SOURCE MATERIAL
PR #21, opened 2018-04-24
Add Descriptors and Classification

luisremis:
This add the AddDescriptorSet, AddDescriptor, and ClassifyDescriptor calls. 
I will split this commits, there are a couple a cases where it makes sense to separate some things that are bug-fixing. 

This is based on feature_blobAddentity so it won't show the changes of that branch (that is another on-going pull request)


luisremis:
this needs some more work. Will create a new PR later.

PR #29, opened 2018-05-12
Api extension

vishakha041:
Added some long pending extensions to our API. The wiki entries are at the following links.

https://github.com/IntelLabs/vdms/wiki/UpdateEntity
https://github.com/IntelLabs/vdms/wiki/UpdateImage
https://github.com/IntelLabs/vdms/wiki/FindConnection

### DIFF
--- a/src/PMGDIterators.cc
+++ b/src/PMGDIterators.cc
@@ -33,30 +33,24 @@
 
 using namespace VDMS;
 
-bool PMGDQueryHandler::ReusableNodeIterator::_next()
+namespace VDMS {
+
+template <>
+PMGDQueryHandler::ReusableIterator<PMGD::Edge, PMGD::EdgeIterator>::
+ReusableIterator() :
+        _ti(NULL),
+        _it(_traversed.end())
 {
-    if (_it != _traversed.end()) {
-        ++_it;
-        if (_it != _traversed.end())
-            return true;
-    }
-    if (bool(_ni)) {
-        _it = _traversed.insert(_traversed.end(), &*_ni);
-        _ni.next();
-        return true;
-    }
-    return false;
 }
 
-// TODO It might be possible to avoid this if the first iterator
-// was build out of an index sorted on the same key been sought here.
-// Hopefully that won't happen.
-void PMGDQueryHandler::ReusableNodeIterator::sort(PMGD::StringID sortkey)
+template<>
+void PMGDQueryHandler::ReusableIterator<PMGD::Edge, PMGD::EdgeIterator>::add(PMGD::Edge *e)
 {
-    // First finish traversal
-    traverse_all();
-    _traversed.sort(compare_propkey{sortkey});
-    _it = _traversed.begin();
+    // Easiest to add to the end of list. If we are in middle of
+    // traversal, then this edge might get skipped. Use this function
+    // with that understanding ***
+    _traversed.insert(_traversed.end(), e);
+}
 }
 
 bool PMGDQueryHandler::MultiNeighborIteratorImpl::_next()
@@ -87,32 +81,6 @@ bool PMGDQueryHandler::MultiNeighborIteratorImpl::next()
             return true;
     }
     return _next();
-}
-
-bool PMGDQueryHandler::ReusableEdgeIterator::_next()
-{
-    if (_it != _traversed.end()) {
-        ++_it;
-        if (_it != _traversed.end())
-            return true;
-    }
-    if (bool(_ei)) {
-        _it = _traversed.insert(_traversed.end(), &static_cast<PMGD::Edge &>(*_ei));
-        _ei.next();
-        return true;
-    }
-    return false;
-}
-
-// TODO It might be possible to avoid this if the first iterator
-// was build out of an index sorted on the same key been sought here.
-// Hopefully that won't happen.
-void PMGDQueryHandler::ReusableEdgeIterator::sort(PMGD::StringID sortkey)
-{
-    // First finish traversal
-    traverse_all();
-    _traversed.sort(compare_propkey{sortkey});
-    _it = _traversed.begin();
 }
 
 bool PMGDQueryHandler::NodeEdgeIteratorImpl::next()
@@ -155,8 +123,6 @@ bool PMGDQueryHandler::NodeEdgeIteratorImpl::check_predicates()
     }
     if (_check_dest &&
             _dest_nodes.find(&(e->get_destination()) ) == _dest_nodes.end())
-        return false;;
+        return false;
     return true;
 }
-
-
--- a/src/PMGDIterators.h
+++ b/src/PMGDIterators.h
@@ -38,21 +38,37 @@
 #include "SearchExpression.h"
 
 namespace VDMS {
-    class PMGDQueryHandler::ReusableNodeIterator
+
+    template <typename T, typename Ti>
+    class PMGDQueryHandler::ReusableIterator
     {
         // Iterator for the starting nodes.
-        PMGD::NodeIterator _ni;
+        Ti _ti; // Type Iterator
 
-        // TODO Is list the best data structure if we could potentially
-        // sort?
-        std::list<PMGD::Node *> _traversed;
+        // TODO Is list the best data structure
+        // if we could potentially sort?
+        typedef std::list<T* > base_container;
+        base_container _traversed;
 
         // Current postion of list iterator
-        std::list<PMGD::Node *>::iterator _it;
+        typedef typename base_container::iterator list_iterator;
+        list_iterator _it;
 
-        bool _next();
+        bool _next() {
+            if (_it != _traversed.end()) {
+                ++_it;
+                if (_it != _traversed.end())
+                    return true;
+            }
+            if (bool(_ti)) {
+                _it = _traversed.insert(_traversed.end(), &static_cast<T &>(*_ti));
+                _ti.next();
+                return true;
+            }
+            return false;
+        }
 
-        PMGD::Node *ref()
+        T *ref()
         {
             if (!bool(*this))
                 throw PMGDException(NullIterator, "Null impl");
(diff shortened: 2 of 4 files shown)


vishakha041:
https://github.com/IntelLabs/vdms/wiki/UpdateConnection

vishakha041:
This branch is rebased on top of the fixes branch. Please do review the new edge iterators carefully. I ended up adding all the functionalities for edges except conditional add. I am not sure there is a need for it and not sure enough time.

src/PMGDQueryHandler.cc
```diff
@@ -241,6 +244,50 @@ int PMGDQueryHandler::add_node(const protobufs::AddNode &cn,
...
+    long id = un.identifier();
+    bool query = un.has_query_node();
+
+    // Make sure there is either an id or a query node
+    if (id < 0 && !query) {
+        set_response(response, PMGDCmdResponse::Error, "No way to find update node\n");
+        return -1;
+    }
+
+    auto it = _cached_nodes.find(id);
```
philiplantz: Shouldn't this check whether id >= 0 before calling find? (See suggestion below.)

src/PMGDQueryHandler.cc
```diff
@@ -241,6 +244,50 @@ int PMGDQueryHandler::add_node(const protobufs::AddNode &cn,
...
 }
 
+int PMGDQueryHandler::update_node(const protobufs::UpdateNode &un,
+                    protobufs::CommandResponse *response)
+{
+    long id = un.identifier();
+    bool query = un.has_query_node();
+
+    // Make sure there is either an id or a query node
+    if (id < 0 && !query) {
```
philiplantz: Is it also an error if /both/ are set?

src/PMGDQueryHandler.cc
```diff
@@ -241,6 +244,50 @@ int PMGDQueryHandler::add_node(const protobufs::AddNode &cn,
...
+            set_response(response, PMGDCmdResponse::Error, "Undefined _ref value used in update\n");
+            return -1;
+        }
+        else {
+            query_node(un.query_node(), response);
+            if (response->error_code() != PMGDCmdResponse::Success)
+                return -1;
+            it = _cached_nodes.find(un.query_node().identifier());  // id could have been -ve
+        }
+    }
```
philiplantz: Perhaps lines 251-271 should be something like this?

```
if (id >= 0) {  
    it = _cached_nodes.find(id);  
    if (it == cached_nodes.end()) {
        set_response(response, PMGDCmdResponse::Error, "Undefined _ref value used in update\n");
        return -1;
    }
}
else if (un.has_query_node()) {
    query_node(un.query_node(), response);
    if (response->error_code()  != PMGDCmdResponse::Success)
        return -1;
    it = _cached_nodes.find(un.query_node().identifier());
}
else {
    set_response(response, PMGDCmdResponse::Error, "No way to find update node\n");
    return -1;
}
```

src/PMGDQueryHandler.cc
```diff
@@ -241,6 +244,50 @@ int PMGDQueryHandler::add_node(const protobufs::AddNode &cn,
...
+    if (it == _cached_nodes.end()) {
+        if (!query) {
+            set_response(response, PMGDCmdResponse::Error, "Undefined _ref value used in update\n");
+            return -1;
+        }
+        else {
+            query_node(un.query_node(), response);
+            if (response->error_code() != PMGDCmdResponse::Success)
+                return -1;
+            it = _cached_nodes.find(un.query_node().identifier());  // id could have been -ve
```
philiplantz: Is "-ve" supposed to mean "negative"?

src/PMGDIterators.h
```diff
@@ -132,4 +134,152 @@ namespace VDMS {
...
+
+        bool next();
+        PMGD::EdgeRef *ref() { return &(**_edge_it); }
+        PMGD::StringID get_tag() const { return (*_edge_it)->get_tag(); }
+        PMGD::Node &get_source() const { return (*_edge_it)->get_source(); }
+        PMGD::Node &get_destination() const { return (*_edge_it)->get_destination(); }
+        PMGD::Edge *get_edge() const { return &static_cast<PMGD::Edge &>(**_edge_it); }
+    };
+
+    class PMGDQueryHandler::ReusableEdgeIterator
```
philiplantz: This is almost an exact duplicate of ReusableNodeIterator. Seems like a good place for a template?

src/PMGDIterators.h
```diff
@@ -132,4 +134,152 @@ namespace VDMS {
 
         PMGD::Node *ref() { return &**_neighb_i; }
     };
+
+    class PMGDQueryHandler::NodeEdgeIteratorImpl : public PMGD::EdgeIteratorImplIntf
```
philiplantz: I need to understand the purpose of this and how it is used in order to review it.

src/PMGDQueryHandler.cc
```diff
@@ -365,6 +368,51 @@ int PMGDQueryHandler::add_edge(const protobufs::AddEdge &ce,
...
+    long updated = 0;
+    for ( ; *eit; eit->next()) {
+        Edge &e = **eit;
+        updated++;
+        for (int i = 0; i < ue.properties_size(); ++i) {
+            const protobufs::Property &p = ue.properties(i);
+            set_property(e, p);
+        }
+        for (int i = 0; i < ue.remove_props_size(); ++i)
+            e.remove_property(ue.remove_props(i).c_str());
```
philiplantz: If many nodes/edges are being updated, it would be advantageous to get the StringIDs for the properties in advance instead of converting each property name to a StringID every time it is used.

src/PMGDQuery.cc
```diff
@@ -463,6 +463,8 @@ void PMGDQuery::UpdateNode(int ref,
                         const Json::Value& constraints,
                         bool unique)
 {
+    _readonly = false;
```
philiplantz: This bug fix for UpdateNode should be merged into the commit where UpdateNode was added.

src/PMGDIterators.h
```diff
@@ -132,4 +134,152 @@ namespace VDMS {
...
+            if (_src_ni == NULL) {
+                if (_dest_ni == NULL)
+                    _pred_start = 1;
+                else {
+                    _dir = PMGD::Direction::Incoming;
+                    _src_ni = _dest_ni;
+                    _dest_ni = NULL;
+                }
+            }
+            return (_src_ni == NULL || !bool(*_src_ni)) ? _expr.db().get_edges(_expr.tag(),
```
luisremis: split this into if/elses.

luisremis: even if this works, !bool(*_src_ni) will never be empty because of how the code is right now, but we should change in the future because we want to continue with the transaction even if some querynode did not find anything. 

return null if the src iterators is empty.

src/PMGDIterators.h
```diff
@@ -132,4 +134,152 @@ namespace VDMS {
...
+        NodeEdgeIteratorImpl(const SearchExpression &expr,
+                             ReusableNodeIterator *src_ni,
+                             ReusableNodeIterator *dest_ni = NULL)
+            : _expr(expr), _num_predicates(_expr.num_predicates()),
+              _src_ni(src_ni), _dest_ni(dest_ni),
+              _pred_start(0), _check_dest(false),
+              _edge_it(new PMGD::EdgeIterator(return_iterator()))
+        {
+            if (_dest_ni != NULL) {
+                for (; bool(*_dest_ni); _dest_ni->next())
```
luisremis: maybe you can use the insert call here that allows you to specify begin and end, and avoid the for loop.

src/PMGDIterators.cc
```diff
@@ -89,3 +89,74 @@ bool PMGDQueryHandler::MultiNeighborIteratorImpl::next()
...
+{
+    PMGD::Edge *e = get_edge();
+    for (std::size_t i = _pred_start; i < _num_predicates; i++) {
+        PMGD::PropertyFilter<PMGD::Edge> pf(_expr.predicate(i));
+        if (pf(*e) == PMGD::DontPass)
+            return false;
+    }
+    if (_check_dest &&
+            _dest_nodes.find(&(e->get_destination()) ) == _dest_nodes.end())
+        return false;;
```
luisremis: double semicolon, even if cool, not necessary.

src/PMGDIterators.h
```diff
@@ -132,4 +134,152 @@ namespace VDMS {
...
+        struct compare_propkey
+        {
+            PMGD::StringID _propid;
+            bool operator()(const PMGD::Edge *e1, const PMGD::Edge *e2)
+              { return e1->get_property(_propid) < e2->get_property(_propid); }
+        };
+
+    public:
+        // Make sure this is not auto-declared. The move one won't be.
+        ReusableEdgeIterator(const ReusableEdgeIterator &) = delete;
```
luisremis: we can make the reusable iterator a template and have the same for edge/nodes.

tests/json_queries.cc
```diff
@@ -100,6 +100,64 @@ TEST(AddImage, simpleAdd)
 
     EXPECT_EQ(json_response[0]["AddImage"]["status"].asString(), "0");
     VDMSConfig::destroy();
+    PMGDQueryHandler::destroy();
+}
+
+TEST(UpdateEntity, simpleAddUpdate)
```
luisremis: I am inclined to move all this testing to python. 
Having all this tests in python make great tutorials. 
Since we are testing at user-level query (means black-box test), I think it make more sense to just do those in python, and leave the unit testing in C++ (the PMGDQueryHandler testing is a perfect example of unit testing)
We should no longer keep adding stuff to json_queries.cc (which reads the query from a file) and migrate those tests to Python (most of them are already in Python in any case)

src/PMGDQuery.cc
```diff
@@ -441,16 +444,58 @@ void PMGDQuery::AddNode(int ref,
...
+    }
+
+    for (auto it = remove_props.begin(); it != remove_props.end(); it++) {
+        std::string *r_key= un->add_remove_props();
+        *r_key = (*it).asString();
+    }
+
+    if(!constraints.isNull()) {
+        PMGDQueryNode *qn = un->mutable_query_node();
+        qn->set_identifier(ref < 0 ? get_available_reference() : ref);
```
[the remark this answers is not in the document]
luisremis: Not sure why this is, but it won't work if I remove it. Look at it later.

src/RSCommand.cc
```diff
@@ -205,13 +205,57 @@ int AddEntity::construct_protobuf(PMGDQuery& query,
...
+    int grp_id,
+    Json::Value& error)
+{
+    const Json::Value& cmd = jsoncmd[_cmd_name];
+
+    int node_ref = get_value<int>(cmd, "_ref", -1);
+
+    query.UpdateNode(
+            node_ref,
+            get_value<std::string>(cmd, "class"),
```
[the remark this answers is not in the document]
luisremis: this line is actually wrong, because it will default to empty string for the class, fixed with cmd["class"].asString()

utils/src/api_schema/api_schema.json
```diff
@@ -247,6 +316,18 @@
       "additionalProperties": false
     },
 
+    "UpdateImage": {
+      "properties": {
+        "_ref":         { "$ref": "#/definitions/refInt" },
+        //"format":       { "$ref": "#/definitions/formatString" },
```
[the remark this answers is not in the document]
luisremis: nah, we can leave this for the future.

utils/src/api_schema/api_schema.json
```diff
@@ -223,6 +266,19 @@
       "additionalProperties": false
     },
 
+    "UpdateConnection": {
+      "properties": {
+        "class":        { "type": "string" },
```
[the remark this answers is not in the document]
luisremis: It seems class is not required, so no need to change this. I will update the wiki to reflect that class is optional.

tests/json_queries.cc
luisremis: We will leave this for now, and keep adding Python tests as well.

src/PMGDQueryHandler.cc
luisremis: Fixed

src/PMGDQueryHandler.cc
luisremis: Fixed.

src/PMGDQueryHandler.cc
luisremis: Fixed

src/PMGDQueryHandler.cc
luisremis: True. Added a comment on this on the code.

INSTRUCTIONS FOR THE TASK
Say how many lines in the data hold the string "split", and write nothing else.

TASK RESPONSE
2